[ACTIVITY]: Restating the data exactly is the whole task.

[DATASET EXCERPTS]:

╭──

PR #5472, opened 2021-01-22
Manual backport of 9f0ec27e9f13ed40b8e58162d99bf9b0e8b4afd5.

fcami:
Manual backport of 9f0ec27e9f13ed40b8e58162d99bf9b0e8b4afd5.
Original commit message:
****************************************************
ipaCASubjectDN is used by lightweight sub CA feature.

ipaExternalMember is used by KRB driver to assemble MS-PAC records.

ipaNTSecurityIdentifier was only index for "pres" and was missing an
index on "eq". Samba and ipasam perform queries with SID string.

memberPrincipal is used by S4U2Proxy constrained delegation and by
ipa-custodia.

Also note that dnaHostname, ipServiceProtocol, ipaCertSubject, and
ipaKeyUsage are currently not index because an index would rarely used
or have a poor selectivity.

****************************************************

The ipaNTSecurityIdentifier entry was missing in ipa-4-6 and is
added by this commit.

Fixes: https://pagure.io/freeipa/issue/8677

### DIFF
--- a/install/updates/20-indices.update
+++ b/install/updates/20-indices.update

╰──

[ANSWER FOR THE TASK]:
PR #5472, opened 2021-01-22
Manual backport of 9f0ec27e9f13ed40b8e58162d99bf9b0e8b4afd5.

fcami:
Manual backport of 9f0ec27e9f13ed40b8e58162d99bf9b0e8b4afd5.
Original commit message:
****************************************************
ipaCASubjectDN is used by lightweight sub CA feature.

ipaExternalMember is used by KRB driver to assemble MS-PAC records.

ipaNTSecurityIdentifier was only index for "pres" and was missing an
index on "eq". Samba and ipasam perform queries with SID string.

memberPrincipal is used by S4U2Proxy constrained delegation and by
ipa-custodia.

Also note that dnaHostname, ipServiceProtocol, ipaCertSubject, and
ipaKeyUsage are currently not index because an index would rarely used
or have a poor selectivity.

****************************************************

The ipaNTSecurityIdentifier entry was missing in ipa-4-6 and is
added by this commit.

Fixes: https://pagure.io/freeipa/issue/8677

### DIFF
--- a/install/updates/20-indices.update
+++ b/install/updates/20-indices.update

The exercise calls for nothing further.